*** Begin section ***

PR #3503, opened 2026-04-09
device-health-oracle: add controller_success device activation criterion

nikw9944:
Resolves: #3493

## Summary of Changes

- Add `controller_success` device activation criterion that queries ClickHouse to verify devices have called the controller at least once per minute over the burn-in period before advancing health
- Introduce criteria-based evaluation pattern with stage-aware health progression (`Pending → ReadyForLinks → ReadyForUsers`) to support the many criteria planned in [RFC-12](https://github.com/malbeclabs/doublezero/blob/main/rfcs/rfc12-network-provisioning.md)
- Skip onchain health writes when the value is already at the desired state
- ClickHouse connection is optional via `CLICKHOUSE_ADDR` env var — backward compatible when not set

## Diff Breakdown
| Core logic   |     4 | +332 / -4   | +328 |
| Scaffolding  |     3 | +72 / -2    |  +70 |
| Tests        |     3 | +437 / -0   | +437 |
| Docs         |     2 | +4 / -2     |   +2 |

~330 lines of core logic implementing the criteria pattern and ClickHouse integration, well-covered by ~440 lines of tests.

<details>

- [`criteria.go`](https://github.com/malbeclabs/doublezero/pull/3503/files#diff-4fd40f530c225ddc7f12656d12ff3edacdf21e045027f1c1444c6e3a3bfca64c) — DeviceCriterion/LinkCriterion interfaces, BurnInTimes context helpers, and stage-aware evaluators
- [`clickhouse.go`](https://github.com/malbeclabs/doublezero/pull/3503/files#diff-4e66562452cebb316aec46805cd7345d34a82fbc3d17cec0b2509bc7895f5ec6) — ClickHouse client with ControllerCallCoverage query and database name validation
- [`controller_success.go`](https://github.com/malbeclabs/doublezero/pull/3503/files#diff-79edd4570aac4cdcdfb6d26e555134aeca31259c4984f3cfd04b6bf445bcd525) — ControllerSuccessCriterion querying ClickHouse for per-minute call coverage
- [`worker.go`](https://github.com/malbeclabs/doublezero/pull/3503/files#diff-cb4d126aa894fbc1f5b6dec64090e91f14bee1fa90b19535ada50dc4afd9ca02) — Evaluator integration, GetBlockTime burn-in resolution, skip-update optimization

</details>

## Testing Verification

- Evaluator enforces stage progression — devices at `Pending` advance to `ReadyForLinks` (not directly to `ReadyForUsers`), and failing criteria block advancement
- ClickHouse client tested via mocked `driver.Conn`, verifying query construction, database name quoting, and error propagation
- Burn-in slot count correctly selects provisioning (200K) vs drained (5K) based on `status.IsDrained()`
- Zero-length burn-in window (new environment) short-circuits to pass without querying ClickHouse

### DIFF
--- a/controlplane/device-health-oracle/cmd/device-health-oracle/main.go
+++ b/controlplane/device-health-oracle/cmd/device-health-oracle/main.go
@@ -129,6 +129,43 @@ func main() {
 	serviceabilityExecutor := serviceability.NewExecutor(log, rpcClient, &signer, networkConfig.ServiceabilityProgramID)
 	telemetryClient := telemetry.New(log, rpcClient, nil, networkConfig.TelemetryProgramID)
 
+	// Initialize ClickHouse-dependent criteria.
+	var deviceCriteria []worker.DeviceCriterion
+	if chAddr := os.Getenv("CLICKHOUSE_ADDR"); chAddr != "" {
+		chDB := os.Getenv("CLICKHOUSE_DB")
+		if chDB == "" {
+			chDB = *env
+		}
+		chUser := os.Getenv("CLICKHOUSE_USER")
+		if chUser == "" {
+			chUser = "default"
+		}
+		chPass := os.Getenv("CLICKHOUSE_PASS")
+		chTLSDisabled := os.Getenv("CLICKHOUSE_TLS_DISABLED") == "true"
+
+		chClient, err := worker.NewClickHouseClient(chAddr, chDB, chUser, chPass, chTLSDisabled)
+		if err != nil {
+			log.Warn("ClickHouse connection failed, continuing without controller_success criterion", "addr", chAddr, "error", err)
+		} else {
+			defer chClient.Close()
+			log.Info("ClickHouse enabled", "addr", chAddr, "db", chDB, "user", chUser, "tls", !chTLSDisabled)
+			controllerSuccess := worker.NewControllerSuccessCriterion(chClient, log)
+			deviceCriteria = append(deviceCriteria, controllerSuccess)
+		}
+	} else {
+		log.Error("ClickHouse disabled (CLICKHOUSE_ADDR not set), no controller_success criterion")
+	}
+
+	deviceEvaluator := &worker.DeviceHealthEvaluator{
+		ReadyForLinksCriteria: deviceCriteria,
+		ReadyForUsersCriteria: nil,
+		Log:                   log,
+	}
+	linkEvaluator := &worker.LinkHealthEvaluator{
+		ReadyForServiceCriteria: nil,
+		Log:                     log,
+	}
+
 	worker.MetricBuildInfo.WithLabelValues(version, commit, date).Set(1)
 	go func() {
 		listener, err := net.Listen("tcp", *metricsAddr)
@@ -155,6 +192,8 @@ func main() {
 		Env:                     *env,
 		ProvisioningSlotCount:   *provisioningSlotCount,
 		DrainedSlotCount:        *drainedSlotCount,
+		DeviceEvaluator:         deviceEvaluator,
+		LinkEvaluator:           linkEvaluator,
 	})
 	if err != nil {
 		log.Error("Failed to create worker", "error", err)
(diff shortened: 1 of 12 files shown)


controlplane/device-health-oracle/cmd/device-health-oracle/main.go
```diff
@@ -129,6 +130,48 @@ func main() {
...
+				chClient,
+				*provisioningSlotCount,
+				*drainedSlotCount,
+				*slotDurationMs,
+				log,
+			)
+			deviceCriteria = append(deviceCriteria, controllerSuccess)
+		}
+	} else {
+		log.Info("ClickHouse disabled (CLICKHOUSE_ADDR not set), no controller_success criterion")
```
nikw9944: This should log an error, since device-health-oracle will basically be broken when clickhouse is not available.

controlplane/device-health-oracle/internal/worker/worker.go
```diff
@@ -74,6 +74,26 @@ func (w *Worker) tick(ctx context.Context) {
 		"drainedSlotCount", w.cfg.DrainedSlotCount,
 		"drainedSlot", drainedSlot)
 
+	// Resolve burn-in boundary slots to wall-clock times for criteria evaluation.
+	burnIn := BurnInTimes{Now: time.Now()}
+	if provisioningSlot > 0 {
```
martinsander00, line 85: this would never happen in mainnet or tn but should we have a branch with:
When `provisioningSlot == 0`, set `burnIn.ProvisioningStart = burnIn.Now`?

Same for `DrainedStart` when `drainedSlot == 0`.  

You test this in the `TestControllerSuccessCriterion_ZeroBurnIn_Passes` test but the prod code doesn't have that same behavior

controlplane/device-health-oracle/cmd/device-health-oracle/main.go
```diff
@@ -129,6 +129,43 @@ func main() {
...
+		if err != nil {
+			log.Warn("ClickHouse connection failed, continuing without controller_success criterion", "addr", chAddr, "error", err)
+		} else {
+			defer chClient.Close()
+			log.Info("ClickHouse enabled", "addr", chAddr, "db", chDB, "user", chUser, "tls", !chTLSDisabled)
+			controllerSuccess := worker.NewControllerSuccessCriterion(chClient, log)
+			deviceCriteria = append(deviceCriteria, controllerSuccess)
+		}
+	} else {
+		log.Error("ClickHouse disabled (CLICKHOUSE_ADDR not set), no controller_success criterion")
```
martinsander00, line 156: controller uses `Info` when CH envs are not set, geoprobe just returns nil so maybe this should either be Info or not log?

controlplane/device-health-oracle/cmd/device-health-oracle/main.go
```diff
@@ -129,6 +129,43 @@ func main() {
 	serviceabilityExecutor := serviceability.NewExecutor(log, rpcClient, &signer, networkConfig.ServiceabilityProgramID)
 	telemetryClient := telemetry.New(log, rpcClient, nil, networkConfig.TelemetryProgramID)
 
+	// Initialize ClickHouse-dependent criteria.
+	var deviceCriteria []worker.DeviceCriterion
+	if chAddr := os.Getenv("CLICKHOUSE_ADDR"); chAddr != "" {
+		chDB := os.Getenv("CLICKHOUSE_DB")
+		if chDB == "" {
+			chDB = *env
```
martinsander00: other components default to `*default`, not `*env`

controlplane/device-health-oracle/internal/worker/criteria.go
```diff
@@ -0,0 +1,142 @@
...
+	return serviceability.DeviceHealthReadyForUsers
+}
+
+func (e *DeviceHealthEvaluator) checkAll(ctx context.Context, device serviceability.Device, criteria []DeviceCriterion) bool {
+	devicePubkey := device.PubKey[:]
+	for _, c := range criteria {
+		passed, reason := c.Check(ctx, device)
+		if !passed {
+			e.Log.Info("Device criterion not met",
+				"device", devicePubkey,
```
martinsander00, line 102: `"device", devicePubkey.String(),`

right?

controlplane/device-health-oracle/cmd/device-health-oracle/main.go
nikw9944: My thought is that it should be an actionable error because device-health-oracle requires telemetry and clickhouse data to do its job, so if it's not configured for clickhouse it's broken. And I think we should change the controller to log an error too. We should probably have it log the "ClickHouse disabled" error on every tick too, not just on startup. What do you think?

martinsander00 (approved):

*** End section ***

→ **Description of the task**
Filter the material for the word "have" and copy each matching line.

→ **Solution**
- Add `controller_success` device activation criterion that queries ClickHouse to verify devices have called the controller at least once per minute over the burn-in period before advancing health
martinsander00, line 85: this would never happen in mainnet or tn but should we have a branch with:
You test this in the `TestControllerSuccessCriterion_ZeroBurnIn_Passes` test but the prod code doesn't have that same behavior
nikw9944: My thought is that it should be an actionable error because device-health-oracle requires telemetry and clickhouse data to do its job, so if it's not configured for clickhouse it's broken. And I think we should change the controller to log an error too. We should probably have it log the "ClickHouse disabled" error on every tick too, not just on startup. What do you think?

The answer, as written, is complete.